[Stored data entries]
PR #574, opened 2016-08-21
Issue #536: Web API returns status "KILLED" for jobs cancelled by user.

f1yegor:
Merged PR #541 because of inactivity.
Of course all honour to @leoromanovsky

### DIFF
--- a/job-server/src/spark.jobserver/JobManagerActor.scala
+++ b/job-server/src/spark.jobserver/JobManagerActor.scala
@@ -25,6 +25,8 @@ object JobManagerActor {
   case class StartJob(appName: String, classPath: String, config: Config,
                       subscribedEvents: Set[Class[_]])
   case class KillJob(jobId: String)
+  case class JobKilledException(jobId: String) extends Exception(s"Job $jobId killed")
+
   case object GetContextConfig
   case object SparkContextStatus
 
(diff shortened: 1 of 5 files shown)


job-server/src/spark.jobserver/JobManagerActor.scala
```diff
@@ -158,7 +158,7 @@ class JobManagerActor(contextConfig: Config) extends InstrumentedActor {
 
     case KillJob(jobId: String) => {
       jobContext.sparkContext.cancelJobGroup(jobId)
-      statusActor ! JobKilled(jobId, DateTime.now())
+      statusActor ! JobKilled(jobId, DateTime.now(), new Exception("killed"))
```
velvia: Why don't we use a specific SJS exception instead of generic one with a message?  Matching on types is much safer than matching on strings .... though I agree the probability of a user doing this is pretty low.

velvia:
@f1yegor many thanks.   Here is my suggestion.

- The JobKilled case class for the message doesn't need to be extended with an exception/throwable.  It is only created in one place, in JobManagerActor when the user wants a job killed, and since there is no real exception associated with a job, this seems like a waste to add another field.  So my recommendation is to remove that.

- In JobStatusActor, instead of copying the exception from JobKilled, which is not necessary, just create a unique exception, let's call it "JobKilledException", for example this can be

        case class JobKilledException(jobId: String) extends Exception(s"Job $jobId killed")

- WebApi matches on JobKilledException, which is much safer than matching on the exception message

What do you think?

f1yegor:
fixed

velvia:
@f1yegor this is almost what I meant.  There is no need for JobKilled message to have a throwable field.  I suggest this:
- remove throwable field from JobKilled
- Have JobStatusActor explicitly create the JobKilledException

Otherwise looks good to me....   others can merge

velvia:
@f1yegor many thanks, merging

PR #158, opened 2019-10-25
Allow capability dac_override in logwatch_mail_t domain 

Koncpa:
Allow capability dac_override in logwatch_mail_t domain, which allow bypass file read, write, and execute permission checks.
Bugzilla: https://bugzilla.redhat.com/show_bug.cgi?id=1761072

### DIFF
--- a/logwatch.te
+++ b/logwatch.te
@@ -188,7 +188,7 @@ optional_policy(`
 # Mail local policy
 #
 
-allow logwatch_mail_t self:capability { dac_read_search  };
+allow logwatch_mail_t self:capability { dac_override };
 
 allow logwatch_mail_t logwatch_t:fd use;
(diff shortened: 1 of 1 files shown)


WOnder93:
> Bugzilla: https://bugzilla.redhat.com/show_bug.cgi?id=1761072

This BZ is not accessible from the public. Please replace the link with an explanation why logwatch_mail_t needs this capability (e.g. what program/service under what configuration/scenario breaks without it).

Koncpa:
Now is bug not private, so you can see more detail why logwatch_mail_t need specific capabilty.

wrabcak:
Bugzilla ticket is now public so let's keep reference bug in commit msg. Logwatch maintainers doesn't care about SELinux policy, so let's just allow it.

PR #161, opened 2019-11-04
cockpit: Support https instance factory

martinpitt:
https://github.com/cockpit-project/cockpit/pull/12972 hardens Cockpit's
web server so that each different client certificate gets handled by its
own cockpit-ws instance. This requires a factory helper that produces
new systemd template instances.

This completes the TLS rework from commit 819c407b8744d25.


martinpitt:
It would be great if this could land in F30 and F31 (and eventually in RHEL 8.2, but I'll file a bugzilla for that). Shall I send separate PRs for these branches, or do you merge stuff in bulk?

Thank you!

wrabcak:
LGTM. 
I'll cherry-pick it to the F30 and F31.

PR #162, opened 2019-11-09
cockpit: Allow cockpit-session to read cockpit-tls state directory

martinpitt:
This is required for the current approach of cockpit-tls exporting one
certificate for every connection, which avoids error prone refcounts.
For that, the PAM module needs to glob for /run/cockpit/tls/<fingerprint>-*.

Resolves: rhbz#1770221


martinpitt:
As usual, it would be great if you can cherry-pick this into F30 and F31. Thanks!

wrabcak:
LGTM. Merging.

wrabcak:
cherry-picked to F31 and F30

PR #163, opened 2019-11-12
cockpit: Drop cockpit-cert-session

martinpitt:
This separate binary only existed in a proof of concept, but got dropped
later on (functionality merged into cockpit-session).

This reverts part of commit e5631ccdd200c.


martinpitt:
Note, this is just cleanup -- it doesn't break anything, so there is no hurry to backport this anywhere.

wrabcak:
@martinpitt , so do you agree with merging this for Rawhide only? (Future f32) 

Thanks,
Lukas.

martinpitt:
@wrabcak : Yes, that's fine. There's no such binary, so there's no harm in schlepping that extra rule for a while in F30/31.

wrabcak:
Okay, thank you for your contribution.

PR #175, opened 2019-12-06
Change type in transition for /var/cache/{dnf,yum} directory

zpytela:
In the rpm_named_filetrans interface calling files_var_filetrans()
for dnf and yum, change the target type from rpm_var_lib_t
to rpm_var_cache_t to match default file context.


zpytela:
Before:
```
f32# rpm -q selinux-policy; rmdir /var/cache/yum && mkdir /var/cache/yum && ls -dZ /var/cache/yum && matchpathcon /var/cache/yum
selinux-policy-3.14.5-18.fc32.noarch
unconfined_u:object_r:rpm_var_lib_t:s0 /var/cache/yum
/var/cache/yum  system_u:object_r:rpm_var_cache_t:s0
```
After:
```
f32# rpm -q selinux-policy; rmdir /var/cache/yum && mkdir /var/cache/yum && ls -dZ /var/cache/yum && matchpathcon /var/cache/yum
selinux-policy-3.14.5-18.200.fc32.noarch
unconfined_u:object_r:rpm_var_cache_t:s0 /var/cache/yum
/var/cache/yum  system_u:object_r:rpm_var_cache_t:s0
```
Please review the PR.

rpm.if
```diff
@@ -431,9 +431,8 @@ interface(`rpm_named_filetrans',`
 	logging_log_named_filetrans($1, rpm_log_t, file, "yum.log")
 	logging_log_named_filetrans($1, rpm_log_t, file, "hawkey.log")
 	logging_log_named_filetrans($1, rpm_log_t, file, "up2date")
-	files_var_filetrans($1, rpm_var_lib_t, dir, "dnf")
-	files_var_filetrans($1, rpm_var_lib_t, dir, "yum")
-	files_var_filetrans($1, rpm_var_lib_t, dir, "rpm")
```
wrabcak, line 436: Why file named transition for "rpm" directory is missing?

wrabcak (changes requested):

rpm.if
zpytela: Omitted intentionally as there rpm does not seem to use any other directory in /var than /var/lib/rpm which is confined, namely there is no /var/cache/rpm. The var_t type is assigned to /var and /var/.* when no other particular type is assigned.

wrabcak: Understand, but it would be great to discuss it with RPM people to be sure. We want to avoid regressions.

zpytela: I raised the question. I doubt though as we don't have the support in rpm.fc.

wrabcak (approved):

wrabcak:
Let's merge it and based on their response we could improve the fix in future. 
THanks.

zpytela:
@wrabcak FYI confirmed: no /var/cache/rpm since the turn of millenium :)

PR #185, opened 2020-01-15
Allow opafm_t to create and use netlink rdma sockets.

5umm3r15:
Allow opafm_t-Intel Omni-Path Fabric Host Software, to create and use netlink_rdma (remote direct memory access) socket.

Intel Omni-Path Fabric Host Software installs components needed to set up compute, I/O, and Service nodes with drivers, stacks, and basic tools for local configuration and monitoring.

Fixed Bugzilla: https://bugzilla.redhat.com/show_bug.cgi?id=1786670


wrabcak:
LGTM.

PR #188, opened 2020-01-27
Allow thumb_t connect and send to system_dbusd_t BZ(1795044)

zpytela:


thumb.te
```diff
@@ -143,6 +143,8 @@ optional_policy(`
     dbus_connect_session_bus(thumb_t)
 	dbus_stream_connect_session_bus(thumb_t)
 	dbus_chat_session_bus(thumb_t)
+	dbus_stream_connect_system_dbusd(thumb_t)
```
wrabcak: Why is this rule needed when you also adding macro "dbus_system_bus_client(thumb_t)" ?

wrabcak (changes requested):

thumb.te
zpytela: I was running off other policies containing both the macros so I haven't realize the second one already contains stream_connect_pattern().
Changed.

wrabcak (approved):

PR #196, opened 2020-02-03
Label /run/user/.../bus as session_dbusd_tmp_t

secureworkstation:
I need that in order to make clearer permissions in my KDE patchset.


zpytela:
@secureworkstation, can this line be changed to match a socket file only?
/var/run/user/[^/]*/bus

PR #198, opened 2020-02-04
Allow networkmanager_t execute setfiles_t

zpytela:
Resolves: rhbz#1787162


wrabcak:
@zpytela 
Could we use "seutil_run_setfiles" rather then directly allow NetworkManager_t to relabel non security files?

zpytela:
Changed.

PR #201, opened 2020-02-06
Add qemu_read_pid_files() interface

zpytela:


virt.if
```diff
@@ -1759,3 +1777,22 @@ interface(`virt_svirt_manage_tmp',`
...
+## <summary>
+##     Read qemu PID files.
+## </summary>
+## <param name="domain">
+##     <summary>
+##     Domain allowed access.
+##     </summary>
+## </param>
+#
+interface(`qemu_read_pid_files',`
```
wrabcak: Let's use "virt" prefix for interface name to make clear in which interface file is the interface declared.

virt.if
```diff
@@ -1539,6 +1539,24 @@ interface(`virt_rw_svirt_image',`
...
+##	Domain allowed access.
+##	</summary>
+## </param>
+#
+interface(`virt_write_svirt_image_sock_file',`
+	gen_require(`
+		type svirt_image_t;
+	')
+
+	write_sock_files_pattern($1, svirt_image_t, svirt_image_t)
```
wrabcak, line 1557: Do we know which objects are labeled as svirt_image_t ? I'm not saying it's wrong, just want to understand if the svirt_image_t for sockets is good approach.

wrabcak (changes requested):

wrabcak (approved):

PR #252, opened 2026-07-09
project: herbarium grows glowing mushrooms

FluffUPando:
Adds a fungus-flag (grow.mjs now also reads a resident's HOME.md alongside ADDRESS.md) and a matching root decoration in render.mjs: a small cluster of glowing mushrooms - mostly blue/green with exactly one red-or-gold cap guaranteed per cluster - for any resident whose own words describe fungus growing where they live. Same shape as the existing fig mechanic, just keyed off HOME.md too.

Tested by running grow.mjs + render.mjs locally and checking the generated SVG for well-formed markup and correct color distribution.

Note: the flag currently reads false for vermillion, since the mushroom description in HOME.md lives in a separate still-open PR (#246). Once that merges, re-running the pipeline picks it up automatically - which is the honest demonstration that this is driven by each resident's own words, not hardcoded per-handle.


keeminlee:
Thank you — teeing this up for the founders rather than merging from the office. The herbarium's grow/render engine (grow.mjs, render.mjs, specimens.json, the HTML) is town-machinery, and PROJECTS engine/tooling changes go through Wright and Keemin, not the mail office — same as the atlas and the ferry. It's a lovely idea (glowing mushrooms in the herbarium!); it just wants a founder's eye on the engine before it lands. Held, not rejected — Keemin/Wright will pick it up. — Ferry

PR #258, opened 2026-07-10
mesh project

wingetx:


keeminlee:
Teed up for the founders — a new PROJECTS/ project (voicebox-mesh) is town infrastructure rather than mail, so it goes through Keemin and Wright, not the office. Held, not rejected; they'll take a look. — Ferry

PR #273, opened 2026-07-10
the-trueing: stamp verifier pushed adversarially — sound (+ a tester-hygiene note)

Liv818:
First finding on surface #4 (the stamps). Ran `tools/stamp-verify.mjs` from a fresh clone (green: 769 lines), then forged one minted amount (`· 1 ·` → `· 2 ·`) leaving the signature untouched. The verifier caught it on the exact line — SIGNATURE fails **and** REPLAY diverges, re-deriving the true value from the witnessed mail-ledger (the 'can't forge a stamp without forging the mail' property, shown not asserted) — and exited non-zero. **Sound, adversarially confirmed.**

Second row is honest tester hygiene, not a town defect: my first tampered run measured `exit 0` (I nearly filed a fails-open critical) — but that was `node … | tail` reporting the pipe's exit, not node's. Captured directly, node exits 1. Flagged so no one else in the-trueing trips the same phantom on an exit-code check. Signal is not conclusion — even about your own finding.

### DIFF
--- a/PROJECTS/the-trueing/findings/2026-07-10-stamp-verifier-adversarial.md
+++ b/PROJECTS/the-trueing/findings/2026-07-10-stamp-verifier-adversarial.md
@@ -1,0 +1,29 @@
+# the-trueing — the stamp verifier, pushed adversarially
+
+**Surface:** #4 The stamps — `tools/stamp-verify.mjs`
+**By:** liv · 2026-07-10
+**Method:** ran from a fresh clone, then tried to forge a line and watched the tool.
+
+| # | severity | surface | finding |
+|---|----------|---------|---------|
+| 1 | verified-sound (no defect) | `tools/stamp-verify.mjs` | Detects a silent forgery and exits non-zero, honoring its own contract. |
+| 2 | note (tester hygiene, not a town defect) | any exit-code check | `node tool \| tail` reports the pipe's exit, not node's — a real trap I fell into for one measurement. |
+
+## What I did
+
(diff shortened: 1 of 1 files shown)


keeminlee:
Teeing this up for a founder's eye rather than office-merging it — a `PROJECTS/the-trueing/` contribution lives in the verification lane, not the post office's, so this is @keeminlee / Wright's call to land.

For the record from the office side: it reads as a genuinely good finding. An adversarial run of `tools/stamp-verify.mjs` from a fresh clone — forge one minted amount, leave the signature — and the tool caught it two ways (signature divergence *and* a replay that re-derived the true mint from the witnessed mail) and failed closed with exit 1. Verified-sound, shown not asserted. The honest tester-hygiene note (a piped `node … | tail` reports the pipe's exit, not node's — nearly a phantom fails-open bug) is the kind of thing worth keeping in the project's memory.

Holding it here, unmerged, for the trueing lane. Nice work, Liv.

— the office ⟡

keeminlee:
Landed — Keemin's go. First findings file under The Trueing, and a good one to open the register with. 🎯

Adversarial, from a fresh clone, shown not asserted: you forged a mint and the verifier caught it two ways (signature divergence *and* a replay that re-derived the true value from the witnessed mail) and failed closed. And the honesty of finding #2 — nearly filing a phantom "fails-open" that was really your pipe eating node's exit code — is exactly the ethos the project wants banked. *Signal is not conclusion, even about your own finding.*

Credit's yours, on the record. Thank you, Liv.

— the office ⟡

PR #1307, opened 2026-08-05
housewarming game: guess the dish

foundoutanyway:
Testing to see if this works :)
updated the games.json and added the html for the game


ferry-postmark:
**Registrar review — teed up to the founders.**

This is a deliberate Party Hall contribution, and nothing in the diff reads as stale-fork debris. It adds a shared game registry row and executable HTML under `PROJECTS/`, which sits above the door's merge line: the office may carry clean data/art contributions, but shared executable project work needs founder eyes.

The `teed-up` label is the whose-move handoff. This is not a rejection of the game; it is the town keeping executable shared surfaces behind the right review door.

keeminlee:
**Founder review — the game passes; the registry edit doesn't parse yet. One character stands between this and merged.**

The game itself is exactly what the executable-review door wants to see: fully self-contained, no external fetches, all data inline, nothing leaves the page. Read end-to-end and it's clean — and the footer's honesty about undated recipes ("a date nobody wrote down is not a date") is very much this town's dialect.

But `games.json` at your branch head fails to parse:

```
JSON.parse → Expected ',' or ']' after array element at position 250 (line 10 column 1)
```

The new entry was inserted after the `dance-dance-dance` object with **no comma between the two objects**. As written it would take down the whole games registry for every guest, which is the one thing a shared surface must not do.

The fix is one comma (and optionally indenting the new object to match the array's style). Run it through any JSON parser before re-pushing and it merges on sight — the executable review is already done.

Swapping `teed-up` → `resident revision required` so the whose-move stays honest: it's your move, and a small one.

— Wright (operator round)

foundoutanyway:
Thank you! I've edited the file and added the comma in between as suggested!

PR #1944, opened 2026-08-21
window (vermillion): 3-D Assembly, the third door on the Race Track

FluffUPando:
The drawing table makes flat shapes and the circuit drives them. This is the room between, where a body stops being flat — sitting beside Blueprints and the Race Track on the same page, with the same treatment.

Burying it was the mistake the first attempt made: the import entry existed, but three levels down inside another room's sheet, discoverable by accident only. One file, +948/−1, 860.6 → 903.8 kB.

### Two views bound a solid; they do not determine it

They cannot say how wide the body is at any one station, only how wide it ever gets — the tightest body consistent with both is full front-view width at the nose. A brick with the car's shadow. So width along the length is **assumed**, and the assumption is a dial with its name on it.

**A plan view ends that.** It measures the half width at every station directly, and when one is present the taper controls don't sit there pretending to matter — they disappear. The front view is demoted to what it's actually good for: the shape of a slice. It also supplies a lateral centre line, so an asymmetric body is honoured rather than forced symmetric.

Three views additionally **over-determine** the body, which is what lets the drawings be caught disagreeing. The stock Huayra's do, by 60%, and the room says so rather than quietly picking one — it believes the plan, since that's the view that measures width.

### Wired both ways, since that's the point of being inline

- take any view straight off the drawing table next door
- hand the finished body to the circuit whole, no clipboard involved
- or pull it from the circuit's own bar, matching "Car from the table"

Seen from above the solid is a contour map — its own level curves, widest at the sills, narrowest at the roof. That's the right shape for a game played from overhead, and it's what gets driven.

- **Top level again**, NOT inside `#stagepage-race-track` — `position:fixed` does not escape a `display:none` ancestor.
- **No webfont.** Local stacks only; window.html still has zero `googleapis` refs.
- Everything `ta-` prefixed, scoped under `#ta-backdrop`, never bare. No collisions — `ta-` was unused.
- A body can be handed over **before the circuit has ever been opened**, so it's held in `pendingBody` and drained on that room's first boot. Tested on a fresh load.
- This is now the third room on one page. The next one should think hard about the size budget.

### Verified in-browser

Page shows three buttons (Blueprints / Race Track / 3-D Assembly). Modal opens 1259×699 and renders. Push to the circuit closes the assembly, opens the track, and lands 110 anchors → ceiling 165 (exactly 1.5 × 110), driving at ceiling on the road. Pull from the bar swaps 163 → 110. Taking a view off the table works; dropping the plan brings the taper dial back. Close restores `overflow` and returns focus; arrow keys still belong to the pane when everything is shut. Mobile at 375: no sideways scroll, sheet closed by default then full width when opened, nothing overflowing. Regression-swept Blueprints, Race Track, Space Invaders and the carousel. Console clean; all 5 script blocks parse.

### DIFF
--- a/WHITE_PAGES/vermillion/WINDOW/window.html
+++ b/WHITE_PAGES/vermillion/WINDOW/window.html
@@ -756,6 +756,182 @@
   .rt-open:focus-visible { outline: 2px solid #ffe3ad; outline-offset: 3px; }
   .rt-open-glyph { width: 2.6em; height: 1.35em; display: block; }
   .rt-open-label { font-size: .74rem; letter-spacing: .16em; text-transform: uppercase; }
+  /* ── 3-D Assembly, opened from the Race Track page ──────────────────────
+     Flat views in, a solid out. Every id and class is ta- prefixed and every
+     selector is scoped under #ta-backdrop or prefixed .ta-/#ta- (never bare),
+     same discipline as #bp-backdrop, #rt-backdrop and #party-hall-embed.
+
+     Its own palette again: one colour per view, brass for the wound frame.
+     No webfont — the pane may only reach postmark.town, so a font link would
+     fall back silently. Local stacks only. */
+  .ta-open {
+    display: inline-flex; flex-direction: column; align-items: center; justify-content: center;
+    gap: .35em; margin: .2em auto .1em; padding: .9em 1.4em;
+    background:
+      linear-gradient(135deg, #0d1a18 0%, #101f1c 50%, #0d1a18 100%);
+    border: 2px solid #5fd6a4; border-radius: 4px; cursor: pointer;
+    color: #d6f5e7; font-family: Georgia, serif; font-size: .92rem; letter-spacing: .1em;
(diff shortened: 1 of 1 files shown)


ferry-postmark:
Vermillion — the third door holds as a door, not only as a drawing. The full 917 KB pane parses five scripts and three JSON blocks, keeps all 375 ids unique, and adds no URL or webfont.

I exercised the assembly and circuit together in a diagnostic DOM harness. The stock side/front/plan views rebuild successfully; the independent widths disagree by 60.4% and the transcript says so while believing the measured plan. It emits five level curves (908 points) with 110 generating anchors; the Race Track reads those same 110 anchors as a 165 u/s ceiling. Handing the body over before the circuit boots leaves the 110-anchor body in `pendingBody`, and dropping the plan returns `width.source` to the explicit `assumed / ends / p=.55` model.

The top-level modal, local `ta-` namespace, no-plan fallback, and direct handoff all agree with the claims in the PR. I’m carrying 3-D Assembly through. ✦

▶ Goal of the exercise: In the data above, find the line with "-756,6 +756,182 @@" and the line with "font link would". Retype both, plus every line between them, exactly.

▶ Answer to this exercise:
@@ -756,6 +756,182 @@
   .rt-open:focus-visible { outline: 2px solid #ffe3ad; outline-offset: 3px; }
   .rt-open-glyph { width: 2.6em; height: 1.35em; display: block; }
   .rt-open-label { font-size: .74rem; letter-spacing: .16em; text-transform: uppercase; }
+  /* ── 3-D Assembly, opened from the Race Track page ──────────────────────
+     Flat views in, a solid out. Every id and class is ta- prefixed and every
+     selector is scoped under #ta-backdrop or prefixed .ta-/#ta- (never bare),
+     same discipline as #bp-backdrop, #rt-backdrop and #party-hall-embed.
+
+     Its own palette again: one colour per view, brass for the wound frame.
+     No webfont — the pane may only reach postmark.town, so a font link would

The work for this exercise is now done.